Check every line in the listing below for "will". Copy the ones where it occurs.

● ● ● ●

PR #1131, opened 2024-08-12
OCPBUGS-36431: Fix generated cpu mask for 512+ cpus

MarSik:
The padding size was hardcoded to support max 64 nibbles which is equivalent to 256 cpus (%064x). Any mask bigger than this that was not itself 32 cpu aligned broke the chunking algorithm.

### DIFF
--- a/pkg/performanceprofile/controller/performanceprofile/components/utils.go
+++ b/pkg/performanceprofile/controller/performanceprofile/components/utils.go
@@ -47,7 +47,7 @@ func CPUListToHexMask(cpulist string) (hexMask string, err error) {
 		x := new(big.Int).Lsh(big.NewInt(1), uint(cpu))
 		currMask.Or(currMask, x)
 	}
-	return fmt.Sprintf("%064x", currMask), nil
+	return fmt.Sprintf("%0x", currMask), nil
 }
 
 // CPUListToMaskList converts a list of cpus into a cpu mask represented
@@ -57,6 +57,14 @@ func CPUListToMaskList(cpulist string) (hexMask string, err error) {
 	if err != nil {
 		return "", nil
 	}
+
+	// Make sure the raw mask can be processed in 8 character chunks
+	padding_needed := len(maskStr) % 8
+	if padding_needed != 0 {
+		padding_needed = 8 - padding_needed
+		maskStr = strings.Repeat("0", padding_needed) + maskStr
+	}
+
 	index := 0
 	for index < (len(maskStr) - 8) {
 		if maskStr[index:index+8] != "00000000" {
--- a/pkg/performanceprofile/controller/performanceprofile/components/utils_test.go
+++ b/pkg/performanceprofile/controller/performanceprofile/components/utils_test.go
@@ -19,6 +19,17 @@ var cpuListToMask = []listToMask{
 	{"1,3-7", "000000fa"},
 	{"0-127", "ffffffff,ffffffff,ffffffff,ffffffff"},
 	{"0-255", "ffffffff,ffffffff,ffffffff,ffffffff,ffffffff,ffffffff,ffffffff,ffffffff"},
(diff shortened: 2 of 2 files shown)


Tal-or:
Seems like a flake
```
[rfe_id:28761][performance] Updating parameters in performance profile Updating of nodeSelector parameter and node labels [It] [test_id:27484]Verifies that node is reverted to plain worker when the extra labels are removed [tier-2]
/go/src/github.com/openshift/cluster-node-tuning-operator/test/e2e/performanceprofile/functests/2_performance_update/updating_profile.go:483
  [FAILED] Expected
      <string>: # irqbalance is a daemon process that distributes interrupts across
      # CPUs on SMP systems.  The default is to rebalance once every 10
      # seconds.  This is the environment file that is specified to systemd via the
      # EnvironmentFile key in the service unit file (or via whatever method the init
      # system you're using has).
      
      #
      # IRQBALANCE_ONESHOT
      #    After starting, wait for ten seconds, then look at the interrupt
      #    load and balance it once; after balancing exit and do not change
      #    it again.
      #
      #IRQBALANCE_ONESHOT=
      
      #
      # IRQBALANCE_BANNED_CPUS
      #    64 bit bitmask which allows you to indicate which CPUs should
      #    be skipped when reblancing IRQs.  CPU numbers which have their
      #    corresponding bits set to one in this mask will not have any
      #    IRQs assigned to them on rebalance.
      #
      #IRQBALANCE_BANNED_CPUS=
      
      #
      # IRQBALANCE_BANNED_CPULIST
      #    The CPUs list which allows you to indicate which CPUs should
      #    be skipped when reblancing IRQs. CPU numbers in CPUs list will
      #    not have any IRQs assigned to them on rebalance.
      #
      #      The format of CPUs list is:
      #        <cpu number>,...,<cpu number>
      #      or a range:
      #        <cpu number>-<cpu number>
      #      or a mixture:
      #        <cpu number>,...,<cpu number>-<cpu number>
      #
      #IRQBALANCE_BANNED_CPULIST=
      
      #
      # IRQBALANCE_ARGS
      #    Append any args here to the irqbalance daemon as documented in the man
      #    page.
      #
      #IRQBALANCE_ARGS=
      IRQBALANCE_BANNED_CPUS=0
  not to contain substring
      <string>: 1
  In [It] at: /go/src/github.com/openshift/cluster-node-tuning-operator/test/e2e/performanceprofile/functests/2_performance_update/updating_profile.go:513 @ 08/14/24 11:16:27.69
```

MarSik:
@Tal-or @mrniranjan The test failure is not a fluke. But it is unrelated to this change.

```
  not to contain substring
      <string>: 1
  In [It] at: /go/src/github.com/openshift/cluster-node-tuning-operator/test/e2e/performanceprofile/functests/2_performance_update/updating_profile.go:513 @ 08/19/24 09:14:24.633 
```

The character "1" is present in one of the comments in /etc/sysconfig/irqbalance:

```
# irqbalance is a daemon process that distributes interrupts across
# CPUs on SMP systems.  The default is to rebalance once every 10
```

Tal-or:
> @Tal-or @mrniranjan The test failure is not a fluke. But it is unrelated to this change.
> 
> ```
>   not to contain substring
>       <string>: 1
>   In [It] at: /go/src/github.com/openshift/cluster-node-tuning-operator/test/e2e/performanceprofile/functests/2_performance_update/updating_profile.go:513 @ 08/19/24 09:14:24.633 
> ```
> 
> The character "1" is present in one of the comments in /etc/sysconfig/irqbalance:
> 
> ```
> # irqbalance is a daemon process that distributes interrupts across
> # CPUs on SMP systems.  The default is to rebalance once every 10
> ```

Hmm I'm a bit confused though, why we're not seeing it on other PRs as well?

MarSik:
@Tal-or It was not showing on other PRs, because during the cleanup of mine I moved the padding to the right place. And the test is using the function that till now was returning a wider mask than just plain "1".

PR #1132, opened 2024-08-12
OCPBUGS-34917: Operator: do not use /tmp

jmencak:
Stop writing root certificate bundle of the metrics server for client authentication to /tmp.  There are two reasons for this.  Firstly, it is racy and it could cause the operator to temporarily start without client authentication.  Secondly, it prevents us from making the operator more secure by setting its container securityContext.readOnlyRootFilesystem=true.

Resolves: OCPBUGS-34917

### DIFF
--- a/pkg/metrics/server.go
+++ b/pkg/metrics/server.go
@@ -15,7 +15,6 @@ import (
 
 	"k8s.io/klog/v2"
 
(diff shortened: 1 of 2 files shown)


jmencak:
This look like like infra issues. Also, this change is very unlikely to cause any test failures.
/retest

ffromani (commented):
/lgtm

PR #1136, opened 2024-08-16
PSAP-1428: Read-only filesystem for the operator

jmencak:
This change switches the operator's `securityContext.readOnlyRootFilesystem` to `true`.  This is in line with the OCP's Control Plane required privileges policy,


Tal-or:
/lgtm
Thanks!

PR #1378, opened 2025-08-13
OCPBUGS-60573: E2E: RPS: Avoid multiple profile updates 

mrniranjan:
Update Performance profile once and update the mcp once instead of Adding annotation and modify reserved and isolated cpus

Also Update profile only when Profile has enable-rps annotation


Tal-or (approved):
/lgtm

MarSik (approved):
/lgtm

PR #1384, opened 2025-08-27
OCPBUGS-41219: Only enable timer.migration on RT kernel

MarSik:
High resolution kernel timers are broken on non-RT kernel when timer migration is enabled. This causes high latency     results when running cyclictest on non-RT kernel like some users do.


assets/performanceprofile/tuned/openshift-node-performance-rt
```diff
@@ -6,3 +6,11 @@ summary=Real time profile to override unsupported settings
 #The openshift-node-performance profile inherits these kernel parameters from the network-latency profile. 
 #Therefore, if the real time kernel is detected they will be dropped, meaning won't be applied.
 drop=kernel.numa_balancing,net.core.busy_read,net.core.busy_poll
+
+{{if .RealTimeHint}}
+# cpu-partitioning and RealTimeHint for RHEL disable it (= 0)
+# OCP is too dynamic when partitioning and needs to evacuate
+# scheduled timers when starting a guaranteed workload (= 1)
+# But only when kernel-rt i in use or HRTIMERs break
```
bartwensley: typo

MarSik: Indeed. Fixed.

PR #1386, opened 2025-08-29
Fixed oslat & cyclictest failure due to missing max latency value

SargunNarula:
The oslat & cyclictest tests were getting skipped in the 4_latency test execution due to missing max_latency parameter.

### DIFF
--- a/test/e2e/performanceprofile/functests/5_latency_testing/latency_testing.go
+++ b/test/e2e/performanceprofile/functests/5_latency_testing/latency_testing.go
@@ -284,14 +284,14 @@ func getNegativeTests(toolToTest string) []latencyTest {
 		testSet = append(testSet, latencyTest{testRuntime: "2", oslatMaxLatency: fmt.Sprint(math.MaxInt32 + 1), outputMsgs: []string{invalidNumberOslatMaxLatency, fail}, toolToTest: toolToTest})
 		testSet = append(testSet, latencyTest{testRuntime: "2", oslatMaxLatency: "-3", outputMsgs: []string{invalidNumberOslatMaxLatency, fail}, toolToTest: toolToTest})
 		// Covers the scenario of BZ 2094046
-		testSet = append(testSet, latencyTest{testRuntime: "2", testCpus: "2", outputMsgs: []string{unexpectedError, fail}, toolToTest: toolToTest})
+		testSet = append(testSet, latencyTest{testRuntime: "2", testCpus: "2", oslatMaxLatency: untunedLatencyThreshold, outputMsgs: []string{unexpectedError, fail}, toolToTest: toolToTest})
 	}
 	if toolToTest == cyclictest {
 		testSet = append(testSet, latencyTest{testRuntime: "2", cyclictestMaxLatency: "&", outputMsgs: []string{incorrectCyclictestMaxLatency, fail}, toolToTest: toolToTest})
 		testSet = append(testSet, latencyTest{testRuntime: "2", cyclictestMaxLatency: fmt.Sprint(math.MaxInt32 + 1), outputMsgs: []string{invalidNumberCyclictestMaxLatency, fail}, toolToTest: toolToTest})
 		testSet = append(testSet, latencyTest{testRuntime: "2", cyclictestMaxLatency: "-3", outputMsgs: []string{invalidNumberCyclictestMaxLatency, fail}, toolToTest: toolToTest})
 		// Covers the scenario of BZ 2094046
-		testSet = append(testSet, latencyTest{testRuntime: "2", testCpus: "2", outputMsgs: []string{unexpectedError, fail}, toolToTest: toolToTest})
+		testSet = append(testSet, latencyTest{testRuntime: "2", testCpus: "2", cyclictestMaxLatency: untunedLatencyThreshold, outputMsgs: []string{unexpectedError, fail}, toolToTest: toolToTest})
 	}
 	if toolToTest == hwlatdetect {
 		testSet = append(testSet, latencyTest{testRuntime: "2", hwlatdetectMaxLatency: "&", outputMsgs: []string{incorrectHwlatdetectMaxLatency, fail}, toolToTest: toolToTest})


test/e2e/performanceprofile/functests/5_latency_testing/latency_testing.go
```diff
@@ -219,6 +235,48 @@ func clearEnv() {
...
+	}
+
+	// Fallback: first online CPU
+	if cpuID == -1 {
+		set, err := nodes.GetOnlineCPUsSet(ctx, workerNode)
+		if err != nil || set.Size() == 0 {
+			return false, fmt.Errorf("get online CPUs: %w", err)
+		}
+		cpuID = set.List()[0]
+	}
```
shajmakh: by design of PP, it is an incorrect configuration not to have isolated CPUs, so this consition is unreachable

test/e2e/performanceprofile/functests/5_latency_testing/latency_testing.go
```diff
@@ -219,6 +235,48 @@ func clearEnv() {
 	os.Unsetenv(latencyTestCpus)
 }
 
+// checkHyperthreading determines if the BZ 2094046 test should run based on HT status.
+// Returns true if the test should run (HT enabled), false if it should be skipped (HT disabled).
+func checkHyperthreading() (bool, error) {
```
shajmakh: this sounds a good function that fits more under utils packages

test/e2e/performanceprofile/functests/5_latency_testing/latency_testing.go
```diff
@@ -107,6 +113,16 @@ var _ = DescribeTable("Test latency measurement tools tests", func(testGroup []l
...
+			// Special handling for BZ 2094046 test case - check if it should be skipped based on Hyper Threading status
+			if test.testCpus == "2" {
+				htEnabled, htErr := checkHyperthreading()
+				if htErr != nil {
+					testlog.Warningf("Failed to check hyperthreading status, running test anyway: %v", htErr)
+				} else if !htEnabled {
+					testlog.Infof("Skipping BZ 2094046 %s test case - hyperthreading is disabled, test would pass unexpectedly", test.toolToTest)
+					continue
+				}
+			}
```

● ● ● ●

### Answer to the exercise:
      #    corresponding bits set to one in this mask will not have any
      #    be skipped when reblancing IRQs. CPU numbers in CPUs list will
 #Therefore, if the real time kernel is detected they will be dropped, meaning won't be applied.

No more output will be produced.